Hackers attack the US Treasury in an attack so severe one person called it a 10 out of 10. Pornhub has removed millions of videos. Amazon’s Zoox has a robo electric taxi. Are the recent IPO pops sig...n of a bubble? And could Jony Ive’s next job be as the head of luxury automaker Ferrari? Sponsors: GetArmorLock.com Amazon.com/ridehome Links: Suspected Russian hackers spied on U.S. Treasury emails - sources (Reuters) U.S. Agencies Hacked in Foreign Cyber Espionage Campaign Linked to Russia (WSJ) Pornhub Just Purged All Unverified Content From the Platform (Vice) Amazon’s Zoox Unveils Robotaxi for Future Ride-Hailing Service (Bloomberg) Google Delays Return to Office and Eyes ‘Flexible Work Week’ (NYTimes) Sizzling Tech IPO Market Leaves Investors Befuddled (WSJ) Jony Ive is reportedly in the running to take the driver’s seat at Ferrari (Cult of Mac) Ferrari's Camilleri will be a hard act to follow (Reuters) Learn more about your ad choices. Visit megaphone.fm/adchoices

Transcript
Discussion (0)
Starting point is 00:00:00 On April 4th, 2023, around 2 in the morning, a man was found stabbed multiple times on a sidewalk in downtown San Francisco. Hey, who did this to you? What happened next turned the story into a political firestorm. Reports have identified the victim as Bob Lee, the founder of Cash App. From Bloomberg Podcasts, this is Foundering, the Killing of Bob Lee, beginning April 16. Welcome to the TechMean Brian home for Monday, December 14th, 2020. I'm Brian McCalla today. Hackers attack the U.S. Treasury and an attack so severe one person called it a 10 out of 10. Pornhub has removed millions of videos. Amazon's Zooks has a robo-electric taxi. Are the recent IPO pops sign of a bubble? And could Johnny Ives' next job be as the head of luxury automaker Ferrari? Here's what you miss today in the world of tech.

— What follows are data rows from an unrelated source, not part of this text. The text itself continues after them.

PR #2, opened 2020-11-09
Initial dev-setup for ros

patilsuraj767:
This will help in setting up the development environment for ROS.
With this PR I have also moved app.py inside ros/app.py (same like yupana and drift) to create room for other scripts and will separate out the core application.


.gitignore
```diff
@@ -103,6 +103,7 @@ celerybeat.pid
 
 # Environments
 .env
+!scripts/.env
```
kgaikwad, line 106: IIUC, this `.env` file contains configurations related to ingress service and not specific to ROS service so would it be good to rename it accordingly?

kgaikwad (changes requested):
@patilsuraj767,

Thank you, added one inline comment. 
Secondly, could you also verify attached sample file's content? I don't think it is good idea to include nested directories (Example - sample/{machine-fqdn}-20201108200821/var/tmp/metrics.json). Please correct me if I am missing anything.

patilsuraj767:
> @patilsuraj767,
> 
> Thank you, added one inline comment.
> Secondly, could you also verify attached sample file's content? I don't think it is good idea to include nested directories (Example - sample/{machine-fqdn}-20201108200821/var/tmp/metrics.json). Please correct me if I am missing anything.

Honestly, I have not thought regarding the tar extraction process. I have bundle it through the same way how normal insights-client and compliance does. They too have {machine-fqdn} in there tar archive. 

```
[root@client qh5i99eq]# insights-client --no-upload
Starting to collect Insights data for client.example.com
Archive saved at /var/tmp/gy8dq6r1/insights-client.example.com-20201202231217.tar.gz
[root@client qh5i99eq]# cd /var/tmp/gy8dq6r1/
[root@client gy8dq6r1]# ls
insights-client.example.com-20201202231217.tar.gz
[root@client gy8dq6r1]# tar xf insights-client.example.com-20201202231217.tar.gz 
[root@client gy8dq6r1]# ls insights-client.example.com-20201202231217/
blacklist_report  boot  branch_info  collection_stats  egg_release  etc  insights_commands  proc  run  sys  usr  var  version_info

```

kgaikwad:
> > @patilsuraj767,
> > Thank you, added one inline comment.
> > Secondly, could you also verify attached sample file's content? I don't think it is good idea to include nested directories (Example - sample/{machine-fqdn}-20201108200821/var/tmp/metrics.json). Please correct me if I am missing anything.
> 
> Honestly, I have not thought regarding the tar extraction process. I have bundle it through the same way how normal insights-client and compliance does. They too have {machine-fqdn} in there tar archive.
> 
> ```
> [root@client qh5i99eq]# insights-client --no-upload
> Starting to collect Insights data for client.example.com
> Archive saved at /var/tmp/gy8dq6r1/insights-client.example.com-20201202231217.tar.gz
> [root@client qh5i99eq]# cd /var/tmp/gy8dq6r1/
> [root@client gy8dq6r1]# ls
> insights-client.example.com-20201202231217.tar.gz
> [root@client gy8dq6r1]# tar xf insights-client.example.com-20201202231217.tar.gz 
> [root@client gy8dq6r1]# ls insights-client.example.com-20201202231217/
> blacklist_report  boot  branch_info  collection_stats  egg_release  etc  insights_commands  proc  run  sys  usr  var  version_info
> ```

Thank you @patilsuraj767 for this information.

kgaikwad (approved):

PR #6, opened 2020-12-17
modify dummy data with key change & extra records

kgaikwad:


ros/resources/hosts.py
```diff
@@ -14,18 +14,18 @@ def get(self):
                     'id': '12345-57575757',
                     'account': '12345',
                     'vm_uuid': '12345a1',
-                    'state': 'Oversized',
-                    'recommendation_count': 4,
+                    'state': 'Crashloop',
```
apuntamb, line 17: Is `Oversized` no longer a state to be checked?

ros/resources/hosts.py
```diff
@@ -14,18 +14,18 @@ def get(self):
...
                     'organization_id': 1,
                     'performance_score': {
-                        'cpu_score': 70,
+                        'cpu_score': 20,
                         'memory_score': 20,
-                        'io_score': 80
+                        'io_score': 20
                     },
                     'facts': {
                         'provider': 'AWS',
```
patilsuraj767, line 26: I think `cloud_provider` will be more appropriate key here. Also, on host inventory side key name is `cloud_provider`

patilsuraj767 (changes requested):
LGTM :+1:  Just added one small point.

ros/resources/hosts.py
kgaikwad: State value should be based on scoring, right? I have modified the scoring for this record.

patilsuraj767 (approved):

apuntamb (approved):
looks ready! :+1:

apuntamb:
Merged, thanks @kgaikwad!

PR #8, opened 2020-12-24
Refs #18 Script building and pushing image to quay

patilsuraj767:


kgaikwad (commented):
@patilsuraj767,
Code wise changes looks good to me. 
When & where these changes will be used? I am assuming these are tasks that will be the part of some job.

apuntamb:
@patilsuraj767 Just a small query!
Looks like this will be helpful to push an initial image into the quay registry. Also, I guess if we link the push to our deployment config, it can trigger deployment run for us every time we push a new image.  But, what is the purpose of this script inside the repo? Can we not have it as a standalone script?

patilsuraj767:
> @patilsuraj767,
> Code wise changes looks good to me.
> When & where these changes will be used? I am assuming these are tasks that will be the part of some job.

Yes, this will be part of the app-interface job which will create and upload the image to quay repo.

patilsuraj767:
> @patilsuraj767 Just a small query!
> Looks like this will be helpful to push an initial image into the quay registry. Also, I guess if we link the push to our deployment config, it can trigger deployment run for us every time we push a new image. But, what is the purpose of this script inside the repo? Can we not have it as a standalone script?

@apuntamb there are two ways to create and upload the images to quay.  
First is through the Jenkins job on e2edeploy side. Here is the [PR](https://github.com/RedHatInsights/e2e-deploy/pull/2616/files#diff-a342406ef14523d7ecbac5cdf16f27a841fb2b3e60ff7d222cd8d57b58d91202R62) for it.  Second is through the app-interface job for which we need this PR. (Reference [code](https://github.com/RedHatInsights/insights-puptoo/blob/master/build_deploy.sh) from another project.)

kgaikwad (approved):
Thanks @patilsuraj767 for providing the details.

PR #10, opened 2021-01-04
ROS-21 v0 api desinging

apuntamb:
This PR handles the v0 api design for ros. It is currently in WIP state and requires discussion and review comments for merge ready. The flow of creating this PR is threefold as of now. Two ways that I could think of after reading various references are:

- either, using blueprints with view functions and registering the same to generate URLs for ros app and defining the api and api calls alongside of it: [read here](https://flask.palletsprojects.com/en/1.1.x/blueprints/#the-concept-of-blueprints).
- or, using just the project layout as defined by flask-restful: [read here](https://flask-restful.readthedocs.io/en/latest/intermediate-usage.html)

So, what are your opinions here, if we try to combine them together [like this](https://flask-restful.readthedocs.io/en/latest/intermediate-usage.html#use-with-blueprints) in order to, create our URLs to communicate to the host inventory similar to drift-backend: [read here](https://github.com/RedHatInsights/drift-backend/pull/10/files#diff-2061cd3e5999838b16eeb328da402476d11d0d17a6cd5d1ca44015ea5e8f49e5R1-R8) to do versionining on the API?

- [x] Remove existing dummy data
- [x] Fetch hosts lists from Inventory
- [ ] Fetch insights-client id to retrieve these hosts 
- [x] Define api calls/endpoints
- [x] Structure the api layout
- [x] Version this api v0

Please feel free to add comments if I'd missed any points.


apuntamb:
As next step, removed blueprints and added v0 api over resources layout.

apuntamb:
As next step, defined the api with realtime data.

Pipfile
```diff
@@ -17,6 +17,7 @@ flask-script = "~=2.0.6"
 flask-cors = "~=3.0.9"
 confluent-kafka = "~=1.5.0"
 requests = "~=2.25.1"
+marshmallow = "~=3.10.0"
```
patilsuraj767, line 20:
```suggestion

```

ros/resources/routes.py
```diff
@@ -0,0 +1,9 @@
+from .v0.hosts import HostsApi, HostDetailsApi
+from .status import Status
+
+
+# Initialize Routes
+def initialize_routes(api):
+    api.add_resource(Status, '/api/ros/v0/status')
+    api.add_resource(HostsApi, '/api/ros/v0/systems')
+    api.add_resource(HostDetailsApi, '/api/ros/v0/system/<host_id>')
```
patilsuraj767, line 9:
```suggestion
    api.add_resource(HostDetailsApi, '/api/ros/v0/systems/<host_id>')
```

ros/resources/v0/hosts.py
```diff
@@ -0,0 +1,67 @@
+import json
+from flask import jsonify
+from flask import request, Response
+from flask_restful import Resource, abort, fields, marshal_with
+from marshmallow import Schema, fields
```
patilsuraj767, line 5:
```suggestion
import uuid
```

ros/resources/v0/hosts.py
```diff
@@ -0,0 +1,67 @@
+import json
+from flask import jsonify
```
patilsuraj767, line 2:
```suggestion
from flask import jsonify make_response
```

ros/resources/v0/hosts.py
```diff
@@ -0,0 +1,67 @@
...
+from ros.models import PerformanceProfile
+from ros.utils import is_valid_uuid
+from ros.lib.host_inventory_interface import fetch_all_hosts_from_inventory
+
+import logging
+
+class PerformanceProfileSchema(Schema):
+    inventory_id = fields.Str()
+    performance_record = fields.Dict(keys=fields.Str(), values=fields.Str())
+    performance_score = fields.Dict(keys=fields.Str(), values=fields.Int())
```
patilsuraj767, line 16:
```suggestion

```

ros/resources/v0/hosts.py
```diff
@@ -0,0 +1,67 @@
...
+
+class HostsApi(Resource):
+    def get(self):
```
patilsuraj767, line 19:
```suggestion
class HostsApi(Resource):
    facts_fields = {
        'cloud_provider': fields.String,
        'instance_type': fields.String,
        'idling_time': fields.String,
        'io_wait': fields.String
    }
    performance_score_fields = {
        'cpu_score': fields.Integer,
        'memory_score': fields.Integer,
        'io_score': fields.Integer
    }
    hosts_fields = {
        'fqdn': fields.String,
        'display_name': fields.String,
        'id': fields.String,
        'account': fields.String,
        'recommendation_count': fields.Integer,
        'state': fields.String,
        'performance_score': fields.Nested(performance_score_fields),
        'facts': fields.Nested(facts_fields)

    }
    output_fields = {
        'results': fields.List(fields.Nested(hosts_fields))
    }

    @marshal_with(output_fields)
    def get(self):
```

ros/resources/v0/hosts.py
```diff
@@ -0,0 +1,67 @@
...
+        auth_key = request.headers.get('X-RH-IDENTITY')
```
patilsuraj767, line 20:
```suggestion
        auth_key = request.headers.get('X-RH-IDENTITY')
        if not auth_key:
            return make_response(
                jsonify({"Error": "Authentication token not provided"}), 401)
```

ros/resources/v0/hosts.py
```diff
@@ -0,0 +1,67 @@
...
+        inv_hosts.pop('count')
+        inv_hosts.pop('page')
+        inv_hosts.pop('per_page')
+
+        # Adding these fields as currently not present in rosdb
+        inv_hosts['results'][0]['recommendation_count'] = 5
+        inv_hosts['results'][0]['state'] = 'Crashloop'
+        print (inv_hosts)
+
+        return jsonify(inv_hosts)
```
patilsuraj767, line 51:
```suggestion
       inv_host_ids = [host['id'] for host in inv_hosts['results']]
        profile_result = PerformanceProfile.query.filter(PerformanceProfile.inventory_id.in_(inv_host_ids)).order_by(PerformanceProfile.report_date.desc()).all()
        
        hosts = []
        for i in profile_result:
            if len(list(filter(lambda host: host['id'] == str(i.inventory_id), hosts))):
                continue
            else:
                host = list(filter(lambda host: host['id'] == str(i.inventory_id), inv_hosts['results']))[0]
                host['performance_score'] = i.__dict__['performance_score']
                host['recommendation_count'] = 5
                host['state'] = 'Crashloop'
                hosts.append(host)

        return {"results": hosts}
```

ros/resources/v0/hosts.py
```diff
@@ -0,0 +1,67 @@
...
+
+class HostDetailsApi(Resource):
+    def get(self, host_id):
```
patilsuraj767, line 54:
```suggestion
class HostDetailsApi(Resource):
    profile_fields = {
        'host_id': fields.String(attribute='inventory_id'),
        'performance_record': fields.String,
        'performance_score': fields.String
    }

    @marshal_with(profile_fields)
    def get(self, host_id):
```

ros/resources/v0/hosts.py
```diff
@@ -0,0 +1,67 @@
...
+        if not is_valid_uuid(host_id):
+            abort(404, message='Invalid host_id,'
+                               ' Id should be in form of UUID4')
+
+        pp_schema = PerformanceProfileSchema()
+        profile = pp_schema.dump(PerformanceProfile.query.filter_by(
+                  inventory_id=host_id).first())
+        print (profile)
```
patilsuraj767, line 62:
```suggestion
        profile = PerformanceProfile.query.filter_by(
                  inventory_id=host_id).first()
```

patilsuraj767 (changes requested):
Is there really a need to introduce one more ORM `marshmallow`? We already have one i.e. `flask-sqlalchemy`.
Suggested few changes by which we can achieve the same results using flask-restful builtin decorator `@marshal_with`

ros/resources/v0/hosts.py
apuntamb: Doesn't it expect to have a model for the respective resource class we are defining these fields? For eg. in case of `fact_fields`, would it understand the 4 fields and consider them adding to the response as we do not have any model defined for the same or am I missing something here?

Pipfile
patilsuraj767: Ok, I didn't have an idea about `marshmallow` so I checked the home page [here](https://marshmallow.readthedocs.io/en/stable/index.html#) they mentioned it is an ORM so I compared it with SQLAlchemy

ros/resources/v0/hosts.py
apuntamb: @patilsuraj767 Wouldn't it be better to filter all inv_hosts whose ids match with profile.inventory_id instead of filtering profiles based on matching host_ids?
What do you think?

ros/resources/v0/hosts.py
patilsuraj767: > Doesn't it expect to have a model for the respective resource class we are defining these fields?

No, marshalling the object has no relation with the model. Consider the above fields as validation of our response. Explanation - the return object `hosts` of this function contains many unnecessary(sometimes sensitive info). Using `@marshal_with` only includes the fields in response which we have specified.

ros/resources/v0/hosts.py
patilsuraj767: Currently, we are not storing the account number of user in ROS db, so we cannot filter out the hosts from ROS db depending on the incoming request. I guess as per the current scenario we are first querying the host inventory using `X-RH-IDENTITY`(account number) and then filtering out those host from ROS DB. 
We can do the reverse way as you mentioned but then first we need to store account number with the help of ROS report-processor.

apuntamb: gotcha. also, in the suggestion why are we checking `len` on line 29?

ros/resources/v0/hosts.py
```diff
@@ -0,0 +1,80 @@
...
+        for i in profile_result:
+            if len(list(filter(lambda host: host['id'] == str(i.inventory_id), hosts))):
+                continue
+            else:
+                host = list(filter(lambda host: host['id'] == str(i.inventory_id), inv_hosts['results']))[0]
+                host['performance_score'] = i.__dict__['performance_score']
+                host['recommendation_count'] = 5
+                host['state'] = 'Crashloop'
+                hosts.append(host)
+        return {'results': hosts}
```
apuntamb, line 60: I'm currently seeing a `AttributeError: 'List' object has no attribute 'output'` on this GET call. I'll debug this and add changes further.

ros/resources/v0/hosts.py
```diff
@@ -0,0 +1,80 @@
...
+    output_fields = {
+        'results': fields.List(fields.Nested(hosts_fields))
+    }
+
+    @marshal_with(output_fields)
+    def get(self):
+        auth_key = request.headers.get('X-RH-IDENTITY')
+        if not auth_key:
+            return make_response(
+                jsonify({"Error": "Authentication token not provided"}), 401)
```
patilsuraj767, line 45:
```suggestion
            response = make_response(
                jsonify({"Error": "Authentication token not provided"}), 401)
            abort(response)
```

patilsuraj767 (changes requested):
Thank you @apuntamb for making above changes. Suggested one more below.

ros/resources/routes.py
patilsuraj767: Is it ok if we change API from `/api/ros/v0/system/<host_id>` to ` /api/ros/v0/systems/<host_id>`?

ros/exceptions.py
```diff
@@ -0,0 +1,19 @@
...
+        
+        :type  status_code: int
+        
+        :param message:     optional error message to be put in the response
+                            body. If not supplied, the default message for the
+                            status code will be used.
+        """
+        super(HTTPError, self).__init__()
+        self.message = message
+        self.status_code = status_code
```
apuntamb, line 19: should I remove this class? I added it in case if we needed our exceptions, but doesn't look like we are using it.

patilsuraj767: Yes :+1:  better to remove if we are not using it.

ros/resources/v0/hosts.py
```diff
@@ -0,0 +1,81 @@
...
+        inv_host_ids = [host['id'] for host in inv_hosts['results']]
+        profile_result = PerformanceProfile.query.filter(
+            PerformanceProfile.inventory_id.in_(inv_host_ids)).order_by(
+                PerformanceProfile.report_date.desc()).all()
+        hosts = []
+        for i in profile_result:
+            if len(list(filter(lambda host: host['id'] == str(i.inventory_id), hosts))):
+                continue
+            else:
+                host = list(filter(lambda host: host['id'] == str(i.inventory_id), inv_hosts['results']))[0]
```
kgaikwad, line 54: Are we going to append inventory system detail with performance profile details?
I assumed exactly opposite to that as inventory host contains lot of other details that we don't required on ROS UI.

kgaikwad: @apuntamb,  as you are going to refactor this code in separate PR,  please ignore above comment.

kgaikwad:
@apuntamb @patilsuraj767 merging this PR.
Please make sure to address any unresolved comment(s) in separate PRs.

kgaikwad:
Thanks @apuntamb!

ros/resources/v0/hosts.py
apuntamb: Sure, thanks @kgaikwad

PR #11, opened 2021-01-07
ROS-20 Add .env.example file

apuntamb:
This PR adds a `.env.example` file for those users who wish to modify their ROS configurations. They can copy this template to a file called `.env` and ros-backend will start with these configs set.

### DIFF
--- a/ros/.env.example
+++ b/ros/.env.example
@@ -1,0 +1,11 @@
+ROS_DB_USER="postgres"
+ROS_DB_PASS="postgres"
+ROS_DB_HOST="localhost"
+ROS_DB_PORT="15432"
+ROS_DB_NAME="postgres"
+
+INVENTORY_HOST="localhost"
+INVENTORY_PORT="8081"
+
+INSIGHTS_KAFKA_HOST="localhost"
+INSIGHTS_KAFKA_PORT="29092"
--- a/README.md
+++ b/README.md
@@ -16,6 +16,8 @@ Afterwards you can activate the virtual environment by running:
 pipenv shell
 ```
 
+A list of configurable environment variables is present inside `.env.example` file.
+
 ## Initialize the database
 Run the following commands to excute the db migration scripts.
 ```bash


scripts/README.md
```diff
@@ -4,17 +4,22 @@ Below are the instructions to setup ROS development environment
...
 ```
 mkdir -p /usr/share/minio/{minio-conf,minio-data}
 ```
 
-3. Clone ros-backend repository and start necessary services in container.
+3. To make changes to ROS configurations, copy the example file and rename it as `.env` and update the environment variables.
+```
+cd ros; cp .env.example .env
+```
+
```
patilsuraj767, line 21: I think this should go in the main README file, as this step will be applicable in production too. 
Probably it can live in both the README files.

apuntamb: Sure, makes sense to have it in the main README.md

kgaikwad (changes requested):
@apuntamb, @patilsuraj767,
why `python-dotenv` package needed here? 
As per my understanding, this env file will be required ONLY for development or setup using docker.

@patilsuraj767, in case of openshift deployment(QA/PROD), using configmaps can't we set ENV variables?

patilsuraj767:
> @patilsuraj767, in case of openshift deployment(QA/PROD), using configmaps can't we set ENV variables?
Yes, In case of openshift we can set ENV variables using configmap. So no need of .env in case of PROD.

ros/.env.example
```diff
@@ -0,0 +1,5 @@
+ROS_DB_USER="postgres"
+ROS_DB_PASS="postgres"
+ROS_DB_HOST="localhost"
+ROS_DB_PORT="15432"
+ROS_DB_NAME="postgres"
```
patilsuraj767, line 5:
```suggestion
ROS_DB_NAME="postgres"

INVENTORY_HOST="localhost"
INVENTORY_PORT="8081"

INSIGHTS_KAFKA_HOST="localhost"
INSIGHTS_KAFKA_PORT="29092"
```

We should also add host-inventory and Kafka config here.

patilsuraj767 (changes requested):

apuntamb:
> @apuntamb, @patilsuraj767,
> why `python-dotenv` package needed here?
> As per my understanding, this env file will be required ONLY for development or setup using docker.

Okk sure makes sense! But, just a small query, how are the env variables then loaded for development if it's not set up using docker?
> 
> @patilsuraj767, in case of openshift deployment(QA/PROD), using configmaps can't we set ENV variables?

patilsuraj767:
> Okk sure makes sense! But, just a small query, how are the env variables then loaded for development if it's not set up using docker?

I think in the dev environment there is no need to load the env file as default values of the variables are set as per the dev environment.
Also, @kgaikwad need that env file just so that new user should know about configurable things/vars in ROS project. 
> > @patilsuraj767, in case of openshift deployment(QA/PROD), using configmaps can't we set ENV variables?

Yes, In case of openshift we can set ENV variables using configmap. So no need of .env in case of PROD.

kgaikwad (changes requested):
@apuntamb, 
I haven't seen any change in Pipefile so do we still need to commit `Pipfile.lock` file?

apuntamb:
> @apuntamb,
> I haven't seen any change in Pipefile so do we still need to commit `Pipfile.lock` file?


Sure thing! That was just an updated version of existing modules. Removed it. :)

patilsuraj767:
Thanks @apuntamb

PR #14, opened 2021-01-27
RHIROS-45 Create local-ros-backend.js for routes

apuntamb:
This route can be added in the frontend's local-frontend.js file as and when required for development purposes only.


kgaikwad (approved):
LGTM :+1:

PR #16, opened 2021-01-28
Update README.md

apuntamb:


README.md
```diff
@@ -28,18 +28,77 @@ python manage.py db upgrade
...
+`GET /api/ros/v0/systems` Shows list of all systems from Host Inventory having a Performance Profile
 
-To run via API:
-```
-curl -v -H "x-rh-identity: <identity-header-value>" -H "Content-Type: application/json" http://localhost:8080/api/ros/v0/systems
-curl -v -H "x-rh-identity: <identity-header-value>" -H "Content-Type: application/json" http://localhost:8080/api/ros/v0/status
-curl -v -H "x-rh-identity: <identity-header-value>" -H "Content-Type: application/json" http://localhost:8080/api/ros/v0/systems/<host_id>
-```
-For local dev setup, please note that use the x-rh-identity header encoded from your account number, the one used while running `make insights-upload-data` and `make ros-upload-data` commands.
+    curl -v -H "x-rh-identity: <header_value>" -H "Content-Type: application/json" https://ci.cloud.redhat.com/api/ros/v0/systems
```
patilsuraj767, line 36: If I am not wrong then I guess in CI env you will also need to pass username:password via `-u` option.

README.md
```diff
@@ -28,18 +28,77 @@ python manage.py db upgrade
...
+
+### Response
+
+    HTTP/1.1 200 OK
+    Date: Thu, 24 Feb 2011 12:36:30 GMT
+    Status: 200 OK
+    Connection: close
+    Content-Type: application/json
+    Content-Length: 2
```
patilsuraj767, line 45: I think we should remove this response header from the output/readme file.

patilsuraj767 (changes requested):

README.md
gnurag: I'd suggest using final production url in the examples: https://cloud.redhat.com/api/ros/v0/systems . Users trying out ci/qa/staging environments should be replacing it with their specific urls.

README.md
```diff
@@ -28,18 +28,77 @@ python manage.py db upgrade
...
+            'idling_time': '20',
+            'io_wait': '180'
+        }
+    }]
+
+
+### Request
+`GET /api/ros/v0/systems/<host_id>` Shows the Performance Profile of the selected <host_id>
+
+    curl -v -H "x-rh-identity: <header_value>" -H "Content-Type: application/json" https://ci.cloud.redhat.com/api/ros/v0/systems/<host_id>
```
gnurag, line 73: Same comment about removing `ci.` from the url.

README.md
```diff
@@ -28,18 +28,77 @@ python manage.py db upgrade
...
+    Content-Type: application/json
+    Content-Length: 2
+
+    {"host_id": "12345-57575757", "performance_record": "{'avg_memory': '3998008.000', 'avg_memory_used': '2487908.973'}", "performance_score": "{'memory_score': 62}"}
+
+
+### Request
+`GET /api/ros/v0/status` Shows the status of the server
+
+    curl -v -H "x-rh-identity: <header_value>" -H "Content-Type: application/json" https://ci.cloud.redhat.com/api/ros/v0/status
```
gnurag, line 90: Same comment about removing ci. from the url.

gnurag (changes requested):
Replace ci.cloud.redhat.com with cloud.redhat.com

README.md
apuntamb: Ok makes sense! So @patilsuraj767 would the request for prod require -u option too?

README.md
apuntamb: @patilsuraj767 I guess there should be no harm in showing the response header. For reference: https://github.com/bbc/REST-API-example/blob/master/README.md#create-a-new-thing. We can change it to precisely what details are shown in our response header. Thoughts?
@gnurag comments?

README.md
```diff
@@ -28,18 +28,77 @@ python manage.py db upgrade
...
+            'cloud_provider': 'AWS',
+            'instance_type': 'm4large',
+            'idling_time': '20',
+            'io_wait': '180'
+        }
+    }]
+
+
+### Request
+`GET /api/ros/v0/systems/<host_id>` Shows the Performance Profile of the selected <host_id>
```
kgaikwad, line 71:
```suggestion
`GET /api/ros/v0/systems/<host_id>`  to get the individual system detail using their <host_id>
```

API response should contain detailed information not just performance record & score. Makes sense?

apuntamb: Yeah sounds good!

README.md
patilsuraj767: Ok, we can keep the response header.

README.md
patilsuraj767: @apuntamb I am not sure regarding the prod env.

PR #18, opened 2021-02-01
implement pagination for systems list

kgaikwad:
Refer - https://platform-docs.cloud.paas.psi.redhat.com/rest/pagination.html

### DIFF
--- a/ros/resources/v0/hosts.py
+++ b/ros/resources/v0/hosts.py
@@ -5,36 +5,39 @@ from flask_restful import Resource, abort, fields, marshal_with
 from ros.models import PerformanceProfile
 from ros.utils import is_valid_uuid
 from ros.lib.host_inventory_interface import fetch_all_hosts_from_inventory
-
+from ros.api.common.pagination import build_paginated_system_list_response
 
 class HostsApi(Resource):
-    facts_fields = {
-        'cloud_provider': fields.String,
-        'instance_type': fields.String,
-        'idling_time': fields.String,
-        'io_wait': fields.String
-    }
-    performance_score_fields = {
-        'cpu_score': fields.Integer,
-        'memory_score': fields.Integer,
-        'io_score': fields.Integer
-    }
-    hosts_fields = {
-        'fqdn': fields.String,
-        'display_name': fields.String,
-        'id': fields.String,
-        'account': fields.String,
-        'recommendation_count': fields.Integer,
-        'state': fields.String,
-        'performance_score': fields.Nested(performance_score_fields),
-        'facts': fields.Nested(facts_fields)
-    }
-    output_fields = {
-        'results': fields.List(fields.Nested(hosts_fields))
-    }
+    # facts_fields = {
+    #     'cloud_provider': fields.String,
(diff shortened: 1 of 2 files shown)


ros/resources/v0/hosts.py
```diff
@@ -5,9 +5,14 @@
 from ros.models import PerformanceProfile
 from ros.utils import is_valid_uuid
 from ros.lib.host_inventory_interface import fetch_all_hosts_from_inventory
+from ros.api.common.pagination import build_paginated_system_list_response
+
+MAX_HOSTS_PER_REP = 1000
```
patilsuraj767, line 10: @kgaikwad outputting 1000 hosts per request seems to be very huge. Can we set the default limit to 10? 
Also, I think the variable name should be `DEFAULT_HOSTS_PER_REP`, As you are using it to set the `limit` value when `limit` is not passed in query params.

patilsuraj767 (changes requested):

ros/resources/v0/hosts.py
kgaikwad: makes sense :+1:

ros/resources/v0/hosts.py
```diff
@@ -43,20 +64,37 @@ def get(self):
...
+
+        # Note that When using LIMIT, it is important to use an ORDER BY clause
+        # that constrains the result rows into a unique order.
+        # Otherwise you will get an unpredictable subset of the query's rows.
+        # Refer - https://www.postgresql.org/docs/13/queries-limit.html
+        query = PerformanceProfile.query.filter(
             PerformanceProfile.inventory_id.in_(inv_host_ids)).order_by(
-                PerformanceProfile.report_date.desc()).all()
+                PerformanceProfile.report_date.desc()).order_by(
+                    PerformanceProfile.id.asc())
```
patilsuraj767, line 75: Adding the `asc()` order_by clause will change the ordering/result and it can break the below logic of getting distinct hosts with latest report_date.

kgaikwad: @patilsuraj767, @apuntamb,
Yes! Currently I have applied order_by `id`  because I was getting an unpredictable rows & few rows were missing from DB.
`report_date` values can be same for records so not sure if that gives unique order.

As per my understanding, fetching of unique host_id's latest record logic should be handled at query level not here ->
https://github.com/RedHatInsights/ros-backend/pull/18/files#diff-e303aa4e3e61a69895b0d295ce9166a08965a63a0c63569a4e1c8c60235f3b50R82

I have reported a bug  - https://issues.redhat.com/browse/RHIROS-59. 
This change should not be a part of pagination change.

kgaikwad: I have marked issue ticket as bug because currently I applied order by `id` but for sorting change, this implementation needs to be fixed.

patilsuraj767 (approved):

apuntamb (approved):
Tested locally, works as expected.

apuntamb:
Merged, thanks @kgaikwad and @patilsuraj767 !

Starting point is 00:01:00 Over the weekend, news broke that suspected state-sponsored hackers had broke into and then monitored the internal emails of the U.S. Treasury, as well as broke into the National Telecommunications and Information Administration. Quoting Reuters' original piece breaking this news, The hack is so serious it led to a National Security Council meeting at the White House on Saturday, said one of the people familiar with the matter. U.S. officials have not said much publicly beyond the Commerce Department confirming there was a breach at one of its agencies and that they asked the cybersecurity and infrastructure security agency and the FBI to investigate. National Security Council spokesman John Uliott added that they, quote, are taking all necessary steps to identify and remedy any possible issues related to this situation, end quote. The U.S. government has not publicly identified who might be behind the hacking,
Starting point is 00:01:54 but three of the people familiar with the investigation said Russia is currently believed to be responsible for the attack. Two of the people said that the breaches are connected to a broad campaign that also involved the recently disclosed hack of Fire Eye, a major U.S. cybersecurity company with government and commercial contracts, end quote. Since that original piece, according to the Washington Post sources, have told them that it was indeed allegedly the Russian Hacking Group ATP 29 or Cozy Bear, which was behind the attacks, including the previous attack on Fire Eye, which I believe we talked about last week. Now this morning, the Wall Street Journal says that the hack into the U.S. Treasury specifically exploited a flaw in a Solar Winds product. Who is Solar Winds? Quoting the Journal.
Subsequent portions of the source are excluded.